Algunas palabras despiertan al doctor: su madre ya no soporta el silencio: también ella ha seguido la pendiente de sus secretas preocupaciones, y sólo piensa en la herida desconocida de su hijo; retorna a aquello que le obsesiona: sus relaciones con su nuera:

– Me humillo ante ella; sólo le contesto: "¡Bien, hija, como usted quiera!" No la contradigo. Desde que Lucie me hizo sentir que la fortuna era de ella… A Dios gracias, ganas bastante dinero. Es verdad que, cuando tú te casaste con ella, tenías un porvenir, pero nada más; ¡ ella, en cambio, es una Boulassier d'Elbeuf! Sé perfectamente que sus fábricas no eran lo que son ahora; de todas maneras, ella podría haber realizado un matrimonio económicamente mejor: “Cuando se tiene, se desea más", me dijo a propósito de Madeleine. En fin, no nos quejemos: si no existieran los sirvientes, andaríamos mejor.

– Lo terrible en la vida, pobre mamá, es hacer convivir en una misma cocina sirvientes que no tienen los mismos patrones.

Puso sus labios en la frente de su madre, dejó la puerta entreabierta para que ella tuviera luz, y repitió maquinalmente: "Lo que hay de terrible en la vida…"
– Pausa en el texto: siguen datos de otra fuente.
PR #262, opened 2021-08-08
README tweaks

robamu:
1. Additional example for HAL usage with the H7 family using two cores
2. HTML ID achors for headings added
3. Some minor formatting improvements and line breaks
4. Additional usage example for setting the toolchain file

### DIFF
--- a/README.md
+++ b/README.md
@@ -88,17 +88,22 @@ $env:TARGET_TRIPLET = arm-none-eabi
 $env:STM32_CUBE_<FAMILY>_PATH="<PathToCubeRoot>"
 ```
 
-## Common usage
+## <a id="cmsis"></a> Common usage
 
 First thing that you need to do after toolchain configuration in your `CMakeLists.txt` script is to find CMSIS package:
 ```cmake
 find_package(CMSIS [CMSIS_version] COMPONENTS STM32F4 REQUIRED)
 ```
-You can specify STM32 family or even specific device (`STM32F407VG`) in `COMPONENTS` or omit `COMPONENTS` totally - in that case stm32-cmake will find ALL sources for ALL families and ALL chips (you'll need ALL STM32Cube packages somewhere).
+You can specify STM32 family or even specific device (`STM32F407VG`) in `COMPONENTS` or omit
+`COMPONENTS` totally - in that case stm32-cmake will find ALL sources for ALL families and
+ALL chips (you'll need ALL STM32Cube packages somewhere).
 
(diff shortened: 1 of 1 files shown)


README.md
```diff
@@ -175,16 +187,33 @@ target_link_libraries(stm32-blinky-f4
...
+Here is another usage for a H7 device with the M7 core:
 
+```cmake
+target_link_libraries(${TARGET_NAME} PRIVATE
+    HAL::STM32::H7::M7::RCC
+    HAL::STM32::H7::M7::GPIO
+    HAL::STM32::H7::M7::CORTEX
+    CMSIS::STM32::H743ZI::M7
+    STM32::NoSys
+)
```
atsju, line 199: for all "examples", shouldn't we just link to the example folder ? I mean the readme is here to explain the targets but we have dedicated examples so we should not duplicate the information here. 
@Hish15  @robamu what do you think ?

robamu: I think it's okay if the README has a few examples as well to have a general idea how the targets are used. I added that example because it is one that uses two cores.

atsju: Sorry for delay, we have had less time to dedicate to this repo.
In my experience duplicating too much information in the documentation often ends with documentation not up to date when the code evolves. This is why I think a link to example is better than a copy.

@Hish15  any thoughts about this ?

robamu: Sounds good. I'll look into it

robamu: I specifically added the dual core example to have at least one simple example for a dual core.
Maybe it would be a good idea to add the H7M7 example to the blinky application?

Hish15:
Hi,

I personally think that splitting the line like this does not bring any value for a maintainer (The line break changes does not github rendering). Maybe It does, but I cannot see it.
Some cleaning is needed see #270, but none it's actually done here. I think it's better to close this PR without merging it.

robamu:
Do you want to discard all the suggested changes? The anchors are useful to add cross-references and I think some of the additions increase the usability of the project (e.g. example of hardcoding the toolchain file to prevent setting the same one all the time).

About the line breaks: You don't see them in github, but I think it's nicer for someone who reads / edits them in a text editor

Hish15:
You are right on **the lines breaks**, as I said myself it  does not change the generated html file. We can keep them.

The Usage section at the beginning of the file state that you can add multiple vars in different ways, and links to the exemples are provided. CMAKE_TOOLCHAIN_FILE is not in the list of those vars! It's assumed that people will know.
**Lets add there instead of at the end.**

robamu:
I moved the explanation to the top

Al día siguiente, la chifladura de María Cross, con respecto a su carruaje, se mantenía todavía, pues Raymond vio en el tranvía a la desconocida sentada en el mismo lugar; sus tranquilos ojos tomaban otra vez posesión del rostro del niño, viajaban alrededor de sus párpados, seguían el límite de sus cabellos oscuros y deteníanse en la luz que iluminaba los dientes. Recordó que no se había afeitado desde antes de ayer; tocó con el dedo su mejilla enjuta, y luego, con vergüenza, escondió sus manos bajo la esclavina. La desconocida bajó los ojos, y en el primer instante él no se dio cuenta de que por falta de ligas de uno de sus calcetines habíase deslizado mostrando su pierna. No se atrevía a subírselo, y cambió de posición. Sin embargo, no sufría: lo que Raymond había odiado en los demás era la risa, aunque fuese disimulada; sorprendía el más mínimo estremecimiento en las comisuras de la boca, y sabía lo que significa un labio inferior mordido… Pero esa mujer lo contemplaba con un rostro extraño, inteligente y animal a la vez, sí: era el rostro de un maravilloso animal, impasible, que no conocía la risa. Ignoraba que su padre, repetidas veces, embromaba a Maria Cross por esa su manera de fijar en el rostro la risa como si fuera una máscara que caía de súbito sin que la mirada hubiera perdido nada de su imperturbable tristeza.

Cuando ella descendió frente a la iglesia de Talence y él sólo vio el cuero un poco hundido del asiento, allí donde ella habíase sentado, Raymond no dudaba que la volvería a ver al día siguiente; no podía responder a esa esperanza con ninguna razón valedera; simplemente tenía fe. Esa tarde, después de cenar, subió a su cuarto dos jarros de agua hirviente, descolgó la jofaina, y al día siguiente despertó más temprano, pues había decidido afeitarse, de aquí en adelante, todos los días.